PR #525, opened 2025-11-07
[MNT] clean-up source imports

jpaillard:
- Rename functions of the new API with the suffix "analysis" as introduced in #372. For Methods that have not yet been refactored, I will do it in their respective PRs
- Remove reid, quantile_aggregation from the source imports

### DIFF
--- a/docs/src/api.rst
+++ b/docs/src/api.rst
@@ -38,16 +38,16 @@ Feature Importance functions
    :toctree: ./generated/api/class/
    :template: function.rst
    
-   cfi_analysis
+   cfi_importance
    clustered_inference
    clustered_inference_pvalue
-   d0crt_analysis
-   desparsified_lasso_analysis
-   model_x_knockoff_analysis
+   d0crt_importance
+   desparsified_lasso_importance
+   model_x_knockoff_importance
    ensemble_clustered_inference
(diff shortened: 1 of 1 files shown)


bthirion:
The PR is technically correct. I'm not a big fan of appending the "_analysis" which makes name longer without adding much. Bit IIRC you wanted that for the sake of clarity ?

jpaillard:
=====
## WORK ORDER
When the entries above show the word "functions" in a line, copy that line out.

## ANSWER SECTION
- Rename functions of the new API with the suffix "analysis" as introduced in #372. For Methods that have not yet been refactored, I will do it in their respective PRs
@@ -38,16 +38,16 @@ Feature Importance functions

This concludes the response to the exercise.